PR #3287, opened 2022-11-27
properties can override environment variables

massimosiani:
Hi!
Wondering whether this may be useful to others too.

### DIFF
--- a/tests/js/src/test/scala/cats/effect/std/EnvPlatformSpecification.scala
+++ b/tests/js/src/test/scala/cats/effect/std/EnvPlatformSpecification.scala
@@ -17,20 +17,12 @@
 package cats.effect
 package std
 
-class EnvSpec extends BaseSpec with EnvPlatformSpecification {
-
-  "Env" should {
-    "retrieve a variable from the environment" in real {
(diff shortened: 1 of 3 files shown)


tests/js/src/test/scala/cats/effect/std/EnvPlatformSpecification.scala
```diff
@@ -0,0 +1,28 @@
...
+ */
+
+package cats.effect
+package std
+
+trait EnvPlatformSpecification { self: BaseSpec =>
+  def platformSpecs = {
+    "platform" should {
+      "pass" in real {
+        IO("1" must be("1"))
```
massimosiani, line 24: Never used specs2, I couldn't find a way to use a keyword like Success, but probably it's me. Any hint?

armanbilge:
Thanks for the PR! The purpose of `Env` is to be a faithful wrapper of `sys.env` / `System.getenv`. I think custom behavior like this would be highly surprising for users. It does however seem useful, perhaps as a feature in some sort of config library? :)

djspiewak:
I think this is definitely more of a config library-type change. `Env` itself should definitely just mirror the environment variables. This was a helpful experiment though!

PR #3296, opened 2022-12-01
Yet another polling system sketch

armanbilge:
The idea of this sketch is to define a `trait EventLoop[Registrar] extends ExecutionContext` that provides access to a "registrar" (e.g. a `Selector` or `io_uring`) for registering callbacks on sockets etc., but only if you are currently running on that `ExecutionContext`.

Then, every `Network` is bound to a specific `EventLoop` and must `.evalOn(...)` to that loop whenever it needs to interact with the registrar. In the ideal scenario this `evalOn` will be a no-op (i.e. already running on the WSTP which the desired polling system installed).

My goals were to:
1. Provide a unified interface for working with polling systems, that can be implemented by both the WSTP and an I/O dispatcher thread. This saves FS2 from having to maintain two separate implementations depending on whether the polling system is available in the WSTP or not.
2. Address the problem of being on the wrong EC when trying to interact with the polling system, by providing a straightforward mechanism to get on the right EC.

Usual caveats: rough sketch, names subject to bikeshed, bla bla :)

Example usage:

```scala
object Network {
  def apply[F[_]](implicit F: Async[F]): Resource[F, Network[F]] =
    Resource.eval(F.executionContext).flatMap {
      case EventLoop[Selector](loop) =>
        // we're on an EC with the desired polling system
        Resource.pure(loop)
      case _ =>
        Resource.make {
          // make a single-thread I/O dispatcher for the desired polling system
          F.delay(EventLoop.fromPollingSystem(SelectorSystem))
        } { case (_, release) => F.delay(release()) }
       .map { case (loop, _) => loop }
    }.map { loop =>
       new Network[F] {
         // ...
         def doSomeIO(): F[Unit] =
           F.delay {
             // do stuff ...
             val selector = loop.registrar()
             selector.registerCallback(...)
           }.evalOn(loop) // but do it on the loop, no matter who calls us
       }
    }
}
```

Note: although here I've demoed it at the `Network` level, this can also be done at the `Socket` level, which would be more friendly to FS2's current encoding of `Network` as a global implicit.


core/jvm/src/main/scala/cats/effect/unsafe/EventLoop.scala
```diff
@@ -0,0 +1,78 @@
...
+object EventLoop {
+  def unapply[R](loop: EventLoop[Any])(ct: ClassTag[R]): Option[EventLoop[R]] =
+    if (ct.runtimeClass.isAssignableFrom(loop.registrarTag.runtimeClass))
+      Some(loop.asInstanceOf[EventLoop[R]])
+    else
+      None
+
+  def fromPollingSystem(
+      name: String,
+      system: PollingSystem): (EventLoop[system.Poller], () => Unit) = {
```
armanbilge, line 43: A single-thread dispatcher from a polling system. I just tossed this together, I doubt it's any good.

I suspect that there will be objections to including this in CE. My argument for why we should have this is:
1. implementing a good event dispatcher thread is non-trivial
2. in the case when the WSTP does not have the desired polling system installed, to provide a fallback implementation a dispatcher thread will be necessary.

djspiewak:
Haven't had a chance to read through this yet, but just at a high level, I do think that `evalOn` is probably the right approach to resolving the "you might be on the wrong thing". It doesn't *fully* solve the problem unless you also include a `LiftIO` constraint, but it helps.

core/jvm/src/main/scala/cats/effect/unsafe/EventLoop.scala
```diff
@@ -0,0 +1,78 @@
...
+  def registrar(): Registrar
+
+}
+
+object EventLoop {
+  def unapply[R](loop: EventLoop[Any])(ct: ClassTag[R]): Option[EventLoop[R]] =
+    if (ct.runtimeClass.isAssignableFrom(loop.registrarTag.runtimeClass))
+      Some(loop.asInstanceOf[EventLoop[R]])
+    else
+      None
```
armanbilge, line 39: So instead of this pattern match maybe we should expose this as `IO.eventLoop` or something.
•••••
=== EXERCISE OBJECTIVE ===
Lines containing the string "problem" are the ones to copy from the entries above.

=== OUTPUT FOR THIS TASK ===
2. Address the problem of being on the wrong EC when trying to interact with the polling system, by providing a straightforward mechanism to get on the right EC.
Haven't had a chance to read through this yet, but just at a high level, I do think that `evalOn` is probably the right approach to resolving the "you might be on the wrong thing". It doesn't *fully* solve the problem unless you also include a `LiftIO` constraint, but it helps.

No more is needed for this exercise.